Книга Смерть и возвращение Юлии Рогаевой, страница 36. Автор книги Авраам Бен Иегошуа

Разделитель для чтения книг в онлайн библиотеке

Онлайн книга «Смерть и возвращение Юлии Рогаевой»

Cтраница 36

С дополнительными коробками?! — изумляется Кадровик. Что еще за коробки? Все ее вещи уже уместились в одном чемодане! Ах, это не ее вещи? А чьи же?

— Это от нас, — объясняет Старик. Он хочет послать кое-что от себя. Символическое, для родственников. В одной коробке будут самые лучшие образцы продукции его пекарни: пироги, выпечка, всё, что продержится пару дней, во второй — блокноты, записные книжки, письменные принадлежности. Может быть, им там будет интересно узнать, что производит фирма, где она работала.

— Но это уже смешно, — с раздражением говорит Кадровик. — Что, я буду тащить пирог за тысячи километров?!

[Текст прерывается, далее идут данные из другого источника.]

PR #2276, opened 2020-02-16
[Matlab] Fix tmPreferences files

deathaxe:
This commit ...

1. renames the tmPreferences files according to their functions
2. removes duplicated rules
   - Indention rules were found in Indent.tmPreferences and
     Micsellaneous.tmPreferences
3. removes unsupported rules (highlightPairs, smartTypingPairs)


deathaxe:
It appears the meta scopes used in the file are not defined anywhere. Didn't pay attetion to it.  Looks like we can even remove that file for now. The meta scopes for `meta.function` look poor and would  need some rework. But all of that would end up in functions being indexed by the builtin symbol index list.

А ему и не придется ничего тащить. Он должен всего лишь проследить за доставкой. Тамошняя Консульша будет его ждать в аэропорту и обо всем позаботится сама. С ней уже разговаривали. Она будет рада помочь.

Кадровик поднимает руки, показывая, что он капитулирует. Такой напор! Не кажется ли хозяину, что это их «искупление» превратилось у него в какую-то одержимость?

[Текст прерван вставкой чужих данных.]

PR #2277, opened 2020-02-16
[OCaml] Fix tmPreferences files

deathaxe:
This PR ...

1. removes duplicated symbol list files with different names.
2. renames all files according to their function.


wbond:
I think our plan is to move forward with removing symbol manipulation in the default syntaxes.

That said, it appears that some of the scopes here may not coincide with the built-in "kind" detection.

I'll circle back to this later to see what needs to be done in terms of getting scope names in place so we can kill the symbol transformations.

wbond:
From looking over this again, I don't think there is anything actionable for the kind mapping. There is one place where `storage.type.user-type` is used, but considering how few users are OCaml, and that in the future we should have something like https://github.com/sublimehq/sublime_text/issues/3315, I am doing to merge as-is and then strip the symbol transforms.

Старик улыбается. Одержимость или нет, но дело должно быть доведено до конца. И кстати, тебе пора отправляться. Сейчас он даст указания своему шоферу. Они идут обратно в гостиную. У выхода Кадровик видит, с какой фамильярностью хозяйский шофер прощается с гостями, и ловит себя на дурацкой мысли — может, этот шофер тоже какой-нибудь стариковский родственник? Скажем, незаконный сын? Или правнук? Тогда Старик может, чего доброго, и его самого в конце концов усыновить? В порядке «искупления греха» — скажем, в качестве внучатого посланника?!

Глава восьмая

На стойке регистрации ему вручают посадочный билет и вместе с ним — конверт от представительницы Министерства абсорбции. К конверту приколота записка: «Начальнику отдела кадров. Я не забыла Вашу просьбу».

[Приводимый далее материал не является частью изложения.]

PR #2278, opened 2020-02-16
[JSON] Fix tmPreferences

deathaxe:
This PR...

1. removes duplicated indention rules, which are already defined in "Indention Rules.tmPreferences".
2. removes the `name` keys from the tmPreferences files to also remove JavaScript relation ships.


FichteFoll:
Imo, grouping these PRs would also make sense because the act of "unifying file names across the repo" is a more or less atomic action that doesn't need to be split into separate packages, although it might lead to conflicts should the files be modified by a different PR.

deathaxe:
Honestly, I started with one single PR. But I found it too complex as I took the chance to slightly tweak formatings or content of some files as well.

PR #2397, opened 2020-06-28
[HTML] Improve string interpolation and embedding CSS/JavaScript

deathaxe:
This PR adds string interpolation support for embedded JavaScript and CSS tag attributes according to the scope naming guidelines by adding the `meta.string` and `meta.interpolation` scopes accordingly.

It also fixes `source.js` and `source.css` main scopes to be applied by putting the embedded scopes into dedicated contexts.

Furthermore it fixes an issue with `meta.attribute-with-value.event` being applied multiple times.


deathaxe:
As of ST 4075 some of the changes made in this PR may not be needed anymore.

To make use of it the syntax needs to be converted to `version: 2`.

As it includes some changes which are not related directly with this PR, I'd like to put them into another PR.

This new PR with a HTML version 2 would then 

a) include required changes to be compatible with sublime-syntax version 2
b) sort/organize the contexts the same as XML.sublime-settings does

This change is already prepared offline with all other PRs merged in.

deathaxe:
OK, updated to sublime-syntax version 2 here as the remaining changes to fix the interpolation staff are too trivial after all.

wbond:
Could you rebase this on master to see if we can get the tests to pass?

deathaxe:
Ok, done. Merged the master into the feature branch though as it was easier.

wbond:
How was your general experience of migrating to .sublime-syntax version 2?

deathaxe:
Only few things to fix so far, most likely those related to the set/push meta boundary fixes. Fixing obvious backward compatibility breaks seems easy. I am a bit uncertain about subtile changes though as many test cases don't cover accurate meta scope boundaries or checks for duplicated or overlapping scopes. Hence, I'd prefer to have a closer look at each syntax to ensure not to break untested stuff.

wbond:
Having a rundown of the exact changes in the docs I am sure will help.

deathaxe:
With regards to the HTML syntax I am pretty sure the move to version 2 shouldn't break too much. Meta scopes seem to be ok and the clear_type statement is not used.

wbond:
Thanks for your work on this!

PR #2400, opened 2020-07-01
[Haskell] comment have false possitive closed #2399

### LINKED ISSUE #2399: [Haskell] comment have false possitive closed #2399
- Sublime Version: none
- OS Version: Gentoo Linux

```hs
myManageHook = composeAll
  [ isDialog                   --> doFullFloat
  , return True                --> doShift "1"
  ]
```

`-->` is not comment out.
However sublime def comment to start with `--`.

>  An ordinary comment begins with a sequence of two or more consecutive dashes (e.g. --) and extends to the following newline. The sequence of dashes must not form part of a legal lexeme. For example, “-->” or “|--” do not begin a comment, because both of these are legal lexemes; however “--foo” does start a comment. 
> [2 Lexical Structure](https://www.haskell.org/onlinereport/haskell2010/haskellch2.html#x7-170002.3)

I think solve to fix <https://github.com/sublimehq/Packages/blob/f36b8f807d5f30d2b8ef639232a9fc5960f550fa/Haskell/Haskell.sublime-syntax#L202>.

```yaml
    - match: '--'
```

to 

```yaml
    - match: '--(?![[:punct:]])'
```

However I have not test env.
So I open issue instead pull request.

ncaq:
`-->` is not comment.
However sublime def comment to start with `--`.

>  An ordinary comment begins with a sequence of two or more consecutive dashes (e.g. --) and extends to the following newline. The sequence of dashes must not form part of a legal lexeme. For example, “-->” or “|--” do not begin a comment, because both of these are legal lexemes; however “--foo” does start a comment.
> [2 Lexical Structure](https://www.haskell.org/onlinereport/haskell2010/haskellch2.html#x7-170002.3)


deathaxe:
You should propably add the following to the PR message to auto-close the issue once this PR is merged.

Fixes #2399

ncaq:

С конвертом в руках он отходит в сторону. Странно, его почему-то волнует то, что ему предстоит прочесть. Как будто он узнает сейчас о погибшей женщине что-то такое, чего она сама о себе не знала. Но он тут же видит, что это просто фотокопия медицинского заключения, выданного в Абу-Кабире. К тому же оно написано теми же загадочными буквами, что и книга, которую Старик так тщетно разглядывал тогда в ее комнате. Видимо, это ее родной язык. Это значит, что и он не сможет прочесть ни единого слова. Впрочем, судя по пространности и плотности текста, тут содержится не только клиническое описание самого тела. Похоже, врачи изложили здесь всю историю ее ранения и своих попыток ее спасти. Он скользит глазами по страницам, пытаясь обнаружить какие-нибудь знакомые термины, как вдруг замечает краем глаза сильную вспышку белого света. Какой-то пассажир, стоя к нему спиной, фотографирует регистрационную стойку. Кадровик снова складывает бумаги и с сожалением кладет их обратно в карман.

Полет совершает тамошняя авиакомпания. Пассажиров немного, и разделения на классы нет. Со своего места в носовой части салона он оглядывается по сторонам. Хорошо бы найти какого-нибудь подходящего человека из тамошних, перевести, что все-таки написано в этих загадочных бумагах из Абу-Кабира. Разумеется, без разглашения прочитанного. Судя по количеству сумок и пакетов, большая часть пассажиров тут и впрямь из тамошних — унылого вида люди, приехали, надо думать, в Израиль на заработки, а теперь возвращаются обратно, то ли на побывку, то ли окончательно разочаровавшись в своих надеждах. А может, это репатрианты, которые всё еще не уверены, что отыскали свое настоящее место? Вряд ли у них хватит терпения прочесть такой пространный документ. А если и хватит терпения, то уж наверняка не хватит знания иврита, чтобы объяснить.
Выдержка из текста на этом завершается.